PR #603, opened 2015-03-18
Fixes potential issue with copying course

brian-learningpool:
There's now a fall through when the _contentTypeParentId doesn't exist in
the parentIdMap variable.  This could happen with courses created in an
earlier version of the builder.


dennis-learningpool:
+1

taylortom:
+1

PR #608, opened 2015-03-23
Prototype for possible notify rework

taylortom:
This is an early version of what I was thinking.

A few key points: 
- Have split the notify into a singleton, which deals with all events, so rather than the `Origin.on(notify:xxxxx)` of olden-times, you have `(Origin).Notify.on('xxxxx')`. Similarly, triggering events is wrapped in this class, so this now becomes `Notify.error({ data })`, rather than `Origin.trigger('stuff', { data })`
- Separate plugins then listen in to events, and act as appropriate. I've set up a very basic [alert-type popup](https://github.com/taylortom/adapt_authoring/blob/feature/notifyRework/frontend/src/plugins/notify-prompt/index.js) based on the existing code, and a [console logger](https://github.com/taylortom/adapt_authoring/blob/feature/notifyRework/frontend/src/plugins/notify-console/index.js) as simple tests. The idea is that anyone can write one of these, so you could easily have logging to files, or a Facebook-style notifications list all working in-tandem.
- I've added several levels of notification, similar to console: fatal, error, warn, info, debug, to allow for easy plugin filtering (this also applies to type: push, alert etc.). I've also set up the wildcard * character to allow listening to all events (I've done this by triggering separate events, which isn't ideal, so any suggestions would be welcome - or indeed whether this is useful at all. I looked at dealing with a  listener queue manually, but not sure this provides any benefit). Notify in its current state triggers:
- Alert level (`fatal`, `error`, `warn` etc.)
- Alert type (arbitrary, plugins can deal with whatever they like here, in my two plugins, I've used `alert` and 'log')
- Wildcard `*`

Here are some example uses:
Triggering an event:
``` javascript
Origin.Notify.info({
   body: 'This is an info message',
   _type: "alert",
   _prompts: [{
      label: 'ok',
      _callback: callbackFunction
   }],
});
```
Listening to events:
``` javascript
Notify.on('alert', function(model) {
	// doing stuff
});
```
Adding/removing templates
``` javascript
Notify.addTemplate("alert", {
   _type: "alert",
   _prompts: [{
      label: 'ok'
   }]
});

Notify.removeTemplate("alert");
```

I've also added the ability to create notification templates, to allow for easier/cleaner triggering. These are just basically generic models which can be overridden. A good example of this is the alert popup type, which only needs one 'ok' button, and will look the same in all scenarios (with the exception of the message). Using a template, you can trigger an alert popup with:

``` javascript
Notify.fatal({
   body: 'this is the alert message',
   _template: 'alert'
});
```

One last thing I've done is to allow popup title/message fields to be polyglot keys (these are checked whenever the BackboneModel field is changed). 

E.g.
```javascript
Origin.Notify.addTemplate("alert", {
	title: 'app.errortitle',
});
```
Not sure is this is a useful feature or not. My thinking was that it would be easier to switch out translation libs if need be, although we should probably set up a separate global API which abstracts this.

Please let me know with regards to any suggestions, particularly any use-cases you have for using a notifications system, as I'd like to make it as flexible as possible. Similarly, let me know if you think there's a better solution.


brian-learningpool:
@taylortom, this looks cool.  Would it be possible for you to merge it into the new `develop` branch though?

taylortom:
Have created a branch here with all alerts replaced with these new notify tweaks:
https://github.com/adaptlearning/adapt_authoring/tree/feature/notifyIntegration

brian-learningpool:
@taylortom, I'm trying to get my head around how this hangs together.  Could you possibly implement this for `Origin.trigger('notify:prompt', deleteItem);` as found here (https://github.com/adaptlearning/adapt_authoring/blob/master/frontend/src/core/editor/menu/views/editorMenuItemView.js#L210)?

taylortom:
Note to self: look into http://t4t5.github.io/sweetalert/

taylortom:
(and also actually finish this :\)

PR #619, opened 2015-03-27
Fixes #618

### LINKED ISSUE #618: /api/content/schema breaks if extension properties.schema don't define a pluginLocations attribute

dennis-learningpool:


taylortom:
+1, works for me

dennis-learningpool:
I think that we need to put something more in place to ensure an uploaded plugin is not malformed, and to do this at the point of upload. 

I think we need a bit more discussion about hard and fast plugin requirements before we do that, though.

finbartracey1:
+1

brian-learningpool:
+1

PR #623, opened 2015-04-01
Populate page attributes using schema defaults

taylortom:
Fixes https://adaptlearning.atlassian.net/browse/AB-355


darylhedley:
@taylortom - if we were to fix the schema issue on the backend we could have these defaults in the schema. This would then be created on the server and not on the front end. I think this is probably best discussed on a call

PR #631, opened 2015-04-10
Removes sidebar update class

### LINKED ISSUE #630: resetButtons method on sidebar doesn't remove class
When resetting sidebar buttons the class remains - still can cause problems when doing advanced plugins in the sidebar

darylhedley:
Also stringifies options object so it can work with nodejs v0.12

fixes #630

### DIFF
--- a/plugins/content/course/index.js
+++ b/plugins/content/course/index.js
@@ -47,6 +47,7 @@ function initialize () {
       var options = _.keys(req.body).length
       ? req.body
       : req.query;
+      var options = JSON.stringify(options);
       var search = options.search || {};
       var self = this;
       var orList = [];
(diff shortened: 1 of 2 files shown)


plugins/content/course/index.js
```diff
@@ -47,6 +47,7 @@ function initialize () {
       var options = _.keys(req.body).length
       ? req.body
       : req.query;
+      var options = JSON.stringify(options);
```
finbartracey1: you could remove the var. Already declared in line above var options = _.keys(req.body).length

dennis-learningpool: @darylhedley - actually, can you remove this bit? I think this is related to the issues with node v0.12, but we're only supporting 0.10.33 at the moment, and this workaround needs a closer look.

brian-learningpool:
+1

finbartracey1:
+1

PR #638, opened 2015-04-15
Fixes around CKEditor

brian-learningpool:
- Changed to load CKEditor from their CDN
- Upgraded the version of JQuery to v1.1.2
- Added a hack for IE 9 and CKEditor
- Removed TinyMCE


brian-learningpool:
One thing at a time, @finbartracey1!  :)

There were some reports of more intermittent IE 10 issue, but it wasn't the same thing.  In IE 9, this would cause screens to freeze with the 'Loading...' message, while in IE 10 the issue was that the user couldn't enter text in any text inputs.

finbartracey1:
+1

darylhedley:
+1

--- --- ---

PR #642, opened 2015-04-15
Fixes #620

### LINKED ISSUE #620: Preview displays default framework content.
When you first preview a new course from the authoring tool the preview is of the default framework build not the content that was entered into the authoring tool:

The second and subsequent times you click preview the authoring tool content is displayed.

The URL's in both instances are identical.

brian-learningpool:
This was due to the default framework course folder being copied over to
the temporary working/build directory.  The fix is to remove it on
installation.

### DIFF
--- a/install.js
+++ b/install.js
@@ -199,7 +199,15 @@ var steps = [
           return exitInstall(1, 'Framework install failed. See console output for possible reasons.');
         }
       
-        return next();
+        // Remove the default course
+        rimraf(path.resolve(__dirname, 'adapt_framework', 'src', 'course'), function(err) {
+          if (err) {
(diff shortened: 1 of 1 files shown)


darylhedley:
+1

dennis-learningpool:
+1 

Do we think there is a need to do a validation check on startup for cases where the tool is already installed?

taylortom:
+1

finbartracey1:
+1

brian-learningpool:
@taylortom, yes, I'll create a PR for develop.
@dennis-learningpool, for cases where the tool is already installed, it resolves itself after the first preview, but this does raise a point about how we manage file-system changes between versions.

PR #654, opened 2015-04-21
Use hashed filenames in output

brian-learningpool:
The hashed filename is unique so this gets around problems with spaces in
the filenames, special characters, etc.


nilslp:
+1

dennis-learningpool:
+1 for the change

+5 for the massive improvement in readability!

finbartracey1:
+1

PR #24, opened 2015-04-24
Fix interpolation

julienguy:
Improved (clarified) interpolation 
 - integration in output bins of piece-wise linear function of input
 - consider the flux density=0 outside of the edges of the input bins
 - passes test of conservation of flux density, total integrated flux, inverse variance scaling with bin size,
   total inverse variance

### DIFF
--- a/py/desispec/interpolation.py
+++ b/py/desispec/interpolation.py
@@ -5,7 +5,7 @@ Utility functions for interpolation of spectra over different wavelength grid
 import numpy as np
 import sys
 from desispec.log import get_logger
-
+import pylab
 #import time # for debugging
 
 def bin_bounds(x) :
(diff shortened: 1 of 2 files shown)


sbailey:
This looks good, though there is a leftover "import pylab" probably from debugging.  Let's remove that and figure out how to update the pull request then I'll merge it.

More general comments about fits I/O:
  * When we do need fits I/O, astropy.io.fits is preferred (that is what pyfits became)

--- --- ---

*EXERCISE PROMPT*
Of the entries above, repeat exactly the lines between the line with "PR #603, opened 2015-03-18" and the line with "- Have split", inclusive, and no others.

*RESPONSE TO THE EXERCISE*
PR #603, opened 2015-03-18
Fixes potential issue with copying course

brian-learningpool:
There's now a fall through when the _contentTypeParentId doesn't exist in
the parentIdMap variable.  This could happen with courses created in an
earlier version of the builder.


dennis-learningpool:
+1

taylortom:
+1

PR #608, opened 2015-03-23
Prototype for possible notify rework

taylortom:
This is an early version of what I was thinking.

A few key points: 
- Have split the notify into a singleton, which deals with all events, so rather than the `Origin.on(notify:xxxxx)` of olden-times, you have `(Origin).Notify.on('xxxxx')`. Similarly, triggering events is wrapped in this class, so this now becomes `Notify.error({ data })`, rather than `Origin.trigger('stuff', { data })`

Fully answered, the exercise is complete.